Last week I took my car in for a service, and the following day I was emailed the video of the job being done – something I found so spooky I’ve not watched it. This seems to corroborate Sarah O’Connor’s claim that workplace surveillance is on the rise.
This, I suspect has been going on for years. For “middle class” workers (or erstwhile middle class ones) it has taken the form of the assertion of management power - such as the REF in universities – and to a demise of office pranks and liquid lunches. For other workers, technical change such as CCTV and containerization has reduced the ability to take a bunce, whilst many others face more intrusive oversight.
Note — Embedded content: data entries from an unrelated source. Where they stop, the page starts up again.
PR #34821, opened 2019-03-19
[stable10] Update changelog post sprint 23

PVince81:
Many changes are related to either PHP 5.6 deprecation (especially the dependency bumps) and to aligning stable10 code with core through many backports.


phil-davis (approved):
Looks a reasonable choice of what is "real" from among the "rubbish backports" of minor code diffs.

Issue #34797, opened 2019-03-18
Lost password JS applies to wrong field


PVince81:
### Steps

1. Check out git master
1. Open browser console
1. Open login page
1. Enter user name
1. Start typing password

### Expected
No JS errors.

### Actual
![image](https://user-images.githubusercontent.com/277525/54546831-cfb94300-49a4-11e9-8c6e-9cc3c6aa1135.png)

### Version
git master f0de0d3f572d518326b2b70d4f7cc7de1c216007

Not happening in OC 10.1.0.

Need to check stable10 in case we backported this bug...

@sharidas @phil-davis

PVince81:
also happens on stable10

sharidas:
- [x] Happens in stable10
- [x] Not found in oC 10.1.0

sharidas:
Created PR: 
- [x] master branch https://github.com/owncloud/core/pull/34816

PR #34834, opened 2019-03-19
[stable10] Backport of Check the retypepassword exist in the dom befo…

sharidas:
## Description

The issue here is, the id `retypepassword` is not available during the login. Its only available when the lostpassword.js is loaded from https://github.com/owncloud/core/blob/master/core/templates/lostpassword/resetpassword.php#L36. This issue was found in the console log and not in the UI. So in the lostpassword.js before checking if the id `retypepassword` exist, the objects `.val().length` was fetched which was throwing error in the web dev console. So in this PR, first we check if the id exist, if so then check the `.val().length` equal to zero, to remove the warning class and then empty the message text. ( copied from PR https://github.com/owncloud/core/pull/34816)

## Related Issue

- Fixes https://github.com/owncloud/core/issues/34797

## Motivation and Context

No js errors should be seen in the dev console. Try to check the length of val(), once we verify if the id exist in the DOM.

## How Has This Been Tested?

- Attached screencast here, tested on stable10 branch: 
stable10_lostpasswd

## Types of changes

- [ ] Technical debt

## Checklist:

- [ ] Code changes
- [ ] Unit tests added
- [ ] Acceptance tests added

## Open tasks:

### DIFF
--- a/core/js/lostpassword.js
+++ b/core/js/lostpassword.js
@@ -157,7 +157,9 @@ $(document).ready(function () {
 		 The warning message should be shown only during password mismatch.
 		 Else it should not.
 		 */
-		if (($('#password').val().length >= 0) && ($('#retypepassword').val().length === 0)) {
+		if (($('#password').val().length >= 0)
+			&& ($('#retypepassword').length)
+			&& ($('#retypepassword').val().length === 0)) {
 			$('#message').removeClass('warning');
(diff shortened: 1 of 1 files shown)


sharidas:
Original PR : https://github.com/owncloud/core/pull/34816

PVince81 (approved):
:+1:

At Amazon “you're monitored by an Orwellian handset every second of every shift” and in other jobs you’re searched as you leave the building.
Rick might be right to say that the trend isn’t all one way: the very fact that I work from home tells us this much*. Since the 70s, technical change and deindustrialization has destroyed many jobs that were subject to direct oversight – think of the old assembly lines – and replaced them with more complex jobs that are less easily monitored. In fact, the banking crisis was the result of a lack of effective workplace monitoring by shareholders or regulators.
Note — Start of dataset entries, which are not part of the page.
PR #34847, opened 2019-03-20
decode only the first level of JSON from log-files

individual-it:
## Description
treat everything below the first level of JSON as string
if its not a string after decode, encode it back to make it a string

## Related Issue
needed for https://github.com/owncloud/admin_audit/issues/79

## Motivation and Context
when having a log entry that is some object/array itself e.g. `"auditUsers":["admin", "user"]` it's hard to reflect that in the flat behat table.
so easier just to compare against the string
## Types of changes

- [ ] Technical debt

## Checklist:

- [ ] Code changes
- [ ] Unit tests added
- [ ] Acceptance tests added

## Open tasks:

### DIFF
--- a/tests/acceptance/features/bootstrap/Logging.php
+++ b/tests/acceptance/features/bootstrap/Logging.php
@@ -79,6 +79,9 @@ trait Logging {
 						"could not find attribute: '$attribute' in log entry: '{$logLines[$lineNo]}'"
 					);
 					$message = "log entry:\n{$logLines[$lineNo]}\n";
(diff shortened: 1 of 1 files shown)


phil-davis (approved):

phil-davis:
YAGNI principle here - this works fine for key-value pairs where the value is an array with a "reasonably small" number of string values. 

If we find example in future where there are arrays with various key-value that contain other arrays... then we can design some additional scheme for specifying particular nested keys down to a value.

individual-it:
backport in  #34849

There are four important points here.
First, differential changes in the degree of oversight might well have contributed to wage inequality. Oversight is a way of reducing wages: if you can monitor workers directly, you don’t need to pay them over the odds to incentivize them to put in a shift or behave honestly. On the other hand, where oversight isn’t possible you do need to pay over the odds. I suspect that a big reason for the high pay of bosses and bankers is that they must be bribed not to plunder the firm’s assets – and the bigger the assets are, the greater the bribe must be.
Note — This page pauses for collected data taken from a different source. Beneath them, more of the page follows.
PR #34850, opened 2019-03-20
group shares should respect to users auto accept preference

### LINKED ISSUE #34705: user-based autoaccepting is off but shares are auto accepted when shared with group
### Steps to reproduce
1. create user1 and put the user into group1
1. as user1 disable "Automatically accept new incoming local user shares"
1. share a folder with group1

### Expected behaviour
user1 should not automatically receive the share

### Actual behaviour
user1 received the share

### Client configuration
**Browser:**

**Operating system:**

```
{"reqId":"MNZ2NNCqWxgYDbg9wRaL","level":3,"time":"2019-03-07T10:52:20+00:00","remoteAddr":"127.0.0.1","user":"admin","app":"PHP","method":"GET","url":"\/owncloud-core\/ocs\/v1.php\/apps\/files_sharing\/api\/v1\/sharees?format=json&search=g1&perPage=200&itemType=folder","message":"Invalid argument supplied for foreach() at \/home\/artur\/www\/owncloud-core\/apps\/files_sharing\/lib\/SharingBlacklist.php#96"}
{"reqId":"EXA9df4mDerSVuIDeiod","level":3,"time":"2019-03-07T10:52:27+00:00","remoteAddr":"127.0.0.1","user":"admin","app":"PHP","method":"POST","url":"\/owncloud-core\/ocs\/v2.php\/apps\/files_sharing\/api\/v1\/shares?format=json","message":"Invalid argument supplied for foreach() at \/home\/artur\/www\/owncloud-core\/apps\/files_sharing\/lib\/SharingBlacklist.php#96"}
```

karakayasemi:
## Description
If auto accept enabled by admin and if it is a group share, create sub-share for auto accept disabled users in the pending state to respect users auto accept preference.

## Related Issue
Fixes #34705 

## Motivation and Context
Removing bug.
## How Has This Been Tested?
- Enable auto-accept share in the admin sharing panel
- Create `testuser` and `testgroup`.
- add `testuser` to `testgroup`
- login with test-user and disable auto-accept share from the personal panel
- share a file to `testgroup` with admin user
- the share should be created in pending status for `testuser`

## Types of changes

- [ ] Technical debt

## Checklist:
- [x] Code changes
- [ ] Unit tests added
- [x] Acceptance tests added

## Open tasks:

### DIFF
--- a/apps/files_sharing/lib/Controller/Share20OcsController.php
+++ b/apps/files_sharing/lib/Controller/Share20OcsController.php
@@ -379,12 +379,12 @@ class Share20OcsController extends OCSController {
 
 		$shareWith = $this->request->getParam('shareWith', null);
 
-		$autoAccept = false;
-		$globalAutoAcceptValue = $this->config->getAppValue('core', 'shareapi_auto_accept_share', 'yes');
-		if ($globalAutoAcceptValue === 'yes') {
-			$autoAccept = $this->config->getUserValue($shareWith, 'files_sharing', 'auto_accept_share', $globalAutoAcceptValue) === 'yes';
-		}
+		$globalAutoAccept = $this->config->getAppValue('core', 'shareapi_auto_accept_share', 'yes') === 'yes';
 		if ($shareType === Share::SHARE_TYPE_USER) {
+			$userAutoAccept = false;
+			if ($globalAutoAccept) {
+				$userAutoAccept = $this->config->getUserValue($shareWith, 'files_sharing', 'auto_accept_share', 'yes') === 'yes';
+			}
 			// Valid user is required to share
 			if ($shareWith === null || !$this->userManager->userExists($shareWith)) {
 				$share->getNode()->unlock(ILockingProvider::LOCK_SHARED);
@@ -392,7 +392,7 @@ class Share20OcsController extends OCSController {
 			}
 			$share->setSharedWith($shareWith);
 			$share->setPermissions($permissions);
-			if ($autoAccept) {
+			if ($userAutoAccept) {
 				$share->setState(Share::STATE_ACCEPTED);
 			} else {
 				$share->setState(Share::STATE_PENDING);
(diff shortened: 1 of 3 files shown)


jvillafanez:
Code looks fine. I have some questions:

If the admin has set autoaccept and the group has one member with explicit autoaccept disabled, the user will have his share in a pending state. However, what happens the other way around? What if the admin doesn't have set the autoaccept, but the user has it enabled? I expect the user to autoaccept the share (or maybe this situation isn't possible, I don't remember)

For the code, I think we should start considering splitting things. The `createShare` method has more than 200 lines of code. Just having a quick look:
* Recommended maximum number of lines of code is 50. Even if we consider just logic lines or sentencies, I'm pretty sure it will be above 100 lines. This method is becoming very big.
* Recommended maximum complexity for a method is 10. I might be counting wrong but the complexity is around 40-50. The method is becoming more complex.

As long as the logic works fine, for me it's ok to merge this PR (double-check the above case first) and figure out a refactor plan at some point.

karakayasemi:
> What if the admin doesn't have set the autoaccept, but the user has it enabled?

@jvillafanez like you said if it is disabled by admin, user can not even see this option. User only can configure when it is enabled. We have also acceptance tests for this case.

>For the code, I think we should start considering splitting things. The `createShare` method has more than 200 lines of code. Just having a quick look:

Actually, most of the sharing code base has complex and some parts of it are including legacy things. We should definitely consider to refactor it. However, this PR is only a bug fix. I prefer to make it out of this PR's scope.

jvillafanez:
> @jvillafanez like you said if it is disabled by admin, user can not even see this option. User only can configure when it is enabled. We have also acceptance tests for this case.

So if it's disabled, we ignore whatever option the user could have been set (?).
I mean, the admin might have enabled the autoaccept, and the user might explicitly set the autoaccept (the preference is written for that user). Then the admin decided to disable the autoaccept. So technically, this scenario is still possible.

If that's what we want and there are test covering that scenario, then it's ok. I think we should somehow document this in order to make the behaviour as clear as possible, although I'm not sure where.

karakayasemi:
I guess you are describing the following scenario:
https://github.com/owncloud/core/blob/master/tests/acceptance/features/webUISharingAcceptShares/acceptShares.feature#L281
When admin disables auto-accept, user's auto-accept preference is not valid. A user can only disable auto-accept share for himself when it is enabled by admin. Also, he/she can re-activate it.

jvillafanez (approved):

PVince81:
@karakayasemi please backport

Secondly, some people have double standards here. Whereas there has been opposition to increases in state surveillance - rightly so, I think - there's been less of a backlash against workplace surveillance, especially among some so-called libertarians.
Thirdly, we know that productivity growth has slumped in recent years. This tells us that, whatever changes there have been to worker surveillance, they have not (yet?) led to observable improvements in efficiency gains at the macroeconomic level.
Fourthly, in the long-run, technology shapes culture: as Jeremy Greenwood’s work shows, you don’t need to be a Marxist to believe this. Which poses the question: what cultural changes might increased surveillance bring?
Sarah says that if you treat people as untrustworthy, they’ll behave untrustworthily. I, though, have another concern. It’s that if people are closely monitored they might lose initiative and energy.
One of the strange paradoxes of our time is that although people want a say in matters of which they are mostly ignorant – just look at all those speak your branes phone-ins and TV chat shows – there seems to be little demand for workplace democracy, despite its obvious merits. This could be because workplace surveillance has created learned helplessness.
Although I wholly applaud John McDonnell’s call for greater worker ownership, I fear that this won’t be as popular as it should be.
* I’m in a minority though. Less than 6% of employees work from home, in the sense of being at home for more than half of their working time.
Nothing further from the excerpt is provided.